The good news is that the tolls are cheaper than France and once you have driven in Italy, you can cope with the driving anywhere.


----------



## Fazerloz (Jun 15, 2018)

I don’t normally use toll roads but the roads in Italy are atrocious and on dual carriageways on the way down to Rome I was reduced to a crawl they were that bad. We used tolls coming back.


----------



## jann (Jun 15, 2018)

We don't use toll roads because of the cost. I agree that some of the main roads in the north are slow going


----------



## Dezi (Jun 15, 2018)

Hi,

We have been visiting Italy at least once a year for the past 20 years to visit family.

Like all western Countries Italy's financial situation is iffy so public expenditure is down and the ordinary roads are in the worst state that I remember.

Having said that, other Countries are not much, if, any better.

Four weeks ago we used the toll road from "San Colombano al Lambro"  to  "Pinerolo", some 115 miles. 

As usual it was well maintained, not overly busy and very reasonable Toll wise compared to France.

I find on average that Italian Tolls are always cheaper than French Tolls over comparable distances.

Now regarding the pot holes in our road that we have enjoyed for at least two years *&%$**%$^&. 

Dezi  :cheers:


----------



## RichardHelen262 (Jun 15, 2018)

I always avoid toll roads except Italy I used non tolls once in Italy but never again the roads were worse than farm tracks, but as already mentioned tolls aren’t too expensive in Italy unlike France


----------



## jagmanx (Jun 15, 2018)

*Yes*

Tomorrow's Journey is from Savona to La Spezia.
Toll road estimate 2 hrs.
Non toll 4 hrs plus with towns and associated speed limits traffic etc.
Today's toll for 50 miles was 7 pounds.
Tomorrow probably 15 pounds for 120 miles I suspect that motorway cruising at 50 mph will use 4 galls of diesel.
Non toll route an extra gallon so 4.5 x 1.50 = 7.75 pounds....Toll road tomorrow !!!


----------



## Jeff G (Jun 15, 2018)

Problem with the smaller towns and villages are the number of static speed cameras.Couldn't believe how many in a short distance there were in some places


----------



## phillybarbour (Jun 15, 2018)

I use toll roads in Italy and run at 52/55 mph. The tolls are not expensive and as pointed out by Jagmanx the improved mpg over towns means you can save around a third of the toll cost on fuel saving.


----------



## Morphology (Jun 15, 2018)

I find the Toll roads to be much better value than in, say, France plus quite a few of the Service Stations have free Motorhome Service points where you can empty the loo etc.,

So, yup, use them whenever convenient.

Morph


----------



## WildThingsKev (Jun 15, 2018)

You would be INSANE not to use the toll road down to La Spezia.  Every time we've driven that stretch I've looked down at the urban coastal sprawl and thought "it would take DAYS to drive that".

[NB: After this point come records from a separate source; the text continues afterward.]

PR #315, opened 2022-10-30
remove dev-only flag from save_enable

H0L0theBard:
Unsure if this is the proper fix for this but it seems as if the client tries to set this to 0 while in a server and cannot due to it being dev-only. 
We previously had it without the dev-only flag and I don't believe there should be any negative effects due to this. 

Should fix R2Northstar/Northstar#359

### DIFF
--- a/NorthstarDLL/misccommands.cpp
+++ b/NorthstarDLL/misccommands.cpp
@@ -265,6 +265,8 @@ void FixupCvarFlags()
 
 		{"ai_ainRebuildOnMapStart", FCVAR_DEVELOPMENTONLY},
 
+		{"save_enable", FCVAR_DEVELOPMENTONLY},
+
 		// cheat commands
 		{"switchclass", FCVAR_DEVELOPMENTONLY},
 		{"set", FCVAR_DEVELOPMENTONLY},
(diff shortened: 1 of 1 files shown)


NorthstarDLL/misccommands.cpp
```diff
@@ -277,6 +277,8 @@ void FixupCvarFlags()
 		{"damagedefs_reparse_client", FCVAR_DEVELOPMENTONLY},
 		{"playerSettings_reparse", FCVAR_DEVELOPMENTONLY},
 		{"_playerSettings_reparse_Server", FCVAR_DEVELOPMENTONLY},
+
+		{"save_enable", FCVAR_DEVELOPMENTONLY},
```
BobTheBob9, line 281: this should probably be moved to be under the sys/engine settings comment/header, other than that looks great

BobTheBob9 (changes requested):

BobTheBob9:
i was planning on pring this anyway but will probably be merging this since you've made a pr for it

NorthstarDLL/misccommands.cpp
H0L0theBard: Fixed :)

BobTheBob9 (approved):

ps  If you want to do something a bit alternative after La Spezia turn inland from Massa on the SP13 and wind your way up into the mountains behind where all the marble quarries are.


----------



## jagmanx (Jun 16, 2018)

*Yes indeed*



WildThingsKev said:


> You would be INSANE not to use the toll road down to La Spezia.  Every time we've driven that stretch I've looked down at the urban coastal sprawl and thought "it would take DAYS to drive that".
> 
> ps  If you want to do something a bit alternative after La Spezia turn inland from Massa on the SP13 and wind your way up into the mountains behind where all the marble quarries are.

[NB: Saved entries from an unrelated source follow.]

PR #318, opened 2022-11-04
Add cache invalidation to server presence

emma-miler:
This fixes a bug with playercounts being very delayed in the serverlist


GeckoEidechse:
Issue seems to actually be something else, cause dedi server itself reports old player count in console window title.

GeckoEidechse:
Superseded by #322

I had identified the toll roads as the only viable route.
Today we left Mallare late morning
Medium delay near the exit for Savona
A couple of other "slow downs" 3/4 hr for lunch and arrived at the sosta before 3pm
Google Maps

Nice/nasty Mr Google suggests 5hrs on non-toll roads
I am sure it would have been near 6 !
Toll cost 13.60 euros money saved on fuel 7.5 euros
Money saved due to lack of stress incessant speed limits etc incalculable (£100 plus anyway!)

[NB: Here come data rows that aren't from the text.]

PR #320, opened 2022-11-05
Logging improvements + Colours (new)

emma-miler:
Supercedes #308.
Adds a list of custom loggers for different applications.
Adds the `NS::log` and `NS::Colors` namespaces
Extends `Color` functionality
Moves log hooks to separate file

Confirmed working with VTOL and Viper


NorthstarDLL/loghooks.cpp
```diff
@@ -0,0 +1,262 @@
...
+	return 0;
+}
+
+// clang-format off
+AUTOHOOK(ConCommand_echo, engine.dll + 0x123680,
+void,, (const CCommand& arg))
+// clang-format on
+{
+	if (arg.ArgC() >= 2)
+		spdlog::info("[echo] {}", arg.ArgS());
```
ASpoonPlaysGames, line 135: Should echo be using it's own logger? It has a colour defined, but it doesn't get used?

ASpoonPlaysGames (changes requested):
Just a couple of things, nothing major

NorthstarDLL/loghooks.cpp
emma-miler: Oh i kinda forgor about this tbf

NorthstarDLL/color.h
```diff
@@ -130,6 +154,44 @@ class Color
 		return newColor;
 	}
 
+	std::string ToANSIColor()
+	{
+		std::string out = "\033[38;2;";
+		out += std::to_string(_color[0]) + ";";
+		out += std::to_string(_color[1]) + ";";
+		out += std::to_string(_color[2]) + ";";
+		out += "49m";
```
ASpoonPlaysGames, line 163: 49 resets the background colour of the text, there shouldn't be any problems with this for now, however if we want to add support for custom background colours (not doable in the source console afaik?) this could cause issues. 

I wouldn't say that this is a problem atm, just something to note, maybe with a comment or something?

NorthstarDLL/logging.cpp
```diff
@@ -12,257 +11,194 @@
...
-	HUD_PRINTCONSOLE,
-	HUD_PRINTTALK,
-	HUD_PRINTCENTER
-};
+		out += str;
+	}
+	// print the string to the console - this is definitely bad i think
+	HANDLE handle = GetStdHandle(STD_OUTPUT_HANDLE);
+	auto ignored = WriteConsoleA(handle, out.c_str(), std::strlen(out.c_str()), nullptr, nullptr);
+	(void)ignored;
```
ASpoonPlaysGames, line 104: I wrote this code, adapted from how spdlog itself does stuff, but I am not confident in it's functionality. If you think that it looks good, you could remove the comment saying that it is bad, or if it is actually bad, i would appreciate if you could improve it

NorthstarDLL/logging.cpp
```diff
@@ -12,257 +11,194 @@
...
-
-	case TextMsgPrintType_t::HUD_PRINTCONSOLE:
-		auto endpos = strlen(text);
-		if (text[endpos - 1] == '\n')
-			text[endpos - 1] = '\0'; // cut off repeated newline
-
-		spdlog::info(text);
-		break;
-	}
+	std::cout << std::flush;
```
ASpoonPlaysGames, line 109: I also am not sure if this is even needed tbh, since we use WriteConsoleA? idk

NorthstarDLL/logging.cpp
```diff
@@ -12,257 +11,194 @@
...
+		dwMode |= ENABLE_PROCESSED_OUTPUT | ENABLE_VIRTUAL_TERMINAL_PROCESSING;
+
+		if (!SetConsoleMode(hOutput, dwMode)) // Some editions of Windows have 'VirtualTerminalLevel' disabled by default.
 		{
-			spdlog::error("Failed creating log file!");
-			MessageBoxA(
-				0, "Failed creating log file! Make sure the profile directory is writable.", "Northstar Warning", MB_ICONWARNING | MB_OK);
+			// If 'VirtualTerminalLevel' can't be set, just disable ANSI color, since it wouldnt work anyway.
+			spdlog::warn("could not set VirtualTerminalLevel. Disabling color output");
+			g_bSpdLog_UseAnsiColor = false;
```
ASpoonPlaysGames, line 143: I believe that this function is called before InitialiseLogging, meaning that g_bSpdLog_UseAnsiColor hasn't been set to true yet, and spdlog::warn might not do anything?

NorthstarDLL/logging.cpp
```diff
@@ -12,257 +11,194 @@
...
+
+	// set whether we should use colour in the logs
+	g_bSpdLog_UseAnsiColor = !strstr(GetCommandLineA(), "-noansiclr");
+
+	// create our console sink
+	auto sink = std::make_shared<ExternalConsoleSink>();
+	// set the pattern
+	if (g_bSpdLog_UseAnsiColor)
+		// dont put the log level in the pattern if we are using colours, as the colour will show the log level
+		sink->set_pattern("[%H:%M:%S] [NAME] [LVL] %v");
```
ASpoonPlaysGames, line 172: Idk if you have looked into this or not, but instead of doing string replacement on [NAME] and [LVL], it might be worth doing custom formatting flags for the sink or something?

NorthstarDLL/logging.h
```diff
@@ -1,4 +1,131 @@
...
+
+	extern std::shared_ptr<ColoredLogger> NORTHSTAR;
+}; // namespace NS::log
+
+void RegisterCustomSink(std::shared_ptr<CustomSink> sink);
+
+inline bool g_bSpdLog_UseAnsiColor = true;
+
+// Could maybe use some different names here, idk
+static const char* level_names[] {"trac", "dbug", "info", "warn", "errr", "crit", "off"};
```
ASpoonPlaysGames, line 110: How much do we care about the level names being the same length? It might be more readable to use single letters for the different levels here (T, D, I, W, E, C)?

NorthstarDLL/color.cpp
```diff
@@ -0,0 +1,26 @@
...
+	Color NATIVE_SV		(150, 50 , 150);
+	Color NATIVE_EN		(252, 133, 153);
+	Color FILESYSTEM	(0  , 150, 150);
+	Color RPAK			(255, 190, 0  );
+	Color NORTHSTAR		(66 , 72 , 128);
+	Color ECHO			(150, 150, 159);
+
+	Color TRACE		(0  , 255, 255);
+	Color DEBUG		(0  , 255, 255);
+	Color INFO		(16 , 160, 16 );
```
ASpoonPlaysGames, line 20: I personally would prefer info to be a more subtle colour as it doesn't signify anything of importance, I don't mind the green though

ASpoonPlaysGames (changes requested):

ASpoonPlaysGames:
Tested with various mod managers etc. seems to work fine (can't speak for other operating systems though)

I have budgeted £300 for Tolls in Italy to include the Ferry to (and from) Sicily


----------



## witzend (Jun 16, 2018)

Shouldn,t like to try Italy without tolls


----------



## Stanski (May 23, 2019)

*Italy help please - how do you plan using sostas?*

An interesting read - Our normal routine is to take Non-Toll roads and dependant on where we get to we then search for a place to stay for the night/2/3.

How do you plan your journey?  - Is it a case of search for a stop a short distance away from your location and get to it?

Is the coast route via Genoa and Pisa a good route - what problems to be aware of?

How many days to get to Rome using coast?  We are awaiting The Europe Aires/Sostas Book from Vacarious Books to help this planning.


----------



## jagmanx (May 23, 2019)

*I believe toll roads in Italy are worth it*

The non-toll route via Genoa to say Pisa is a nightmare !
The tolls are not that much.
We used non toll roads from Turin to Cuneo SIMPLY not good

I hate paying tolls but in Italy the alternative is worse.

Coming home north of Venice the normal roads were good

I suspect that Genoa to Pisa you will spend loads on fuel with traffic stop/starts etc.
And you will need an extra stopover !

Just my observations and thoughts


----------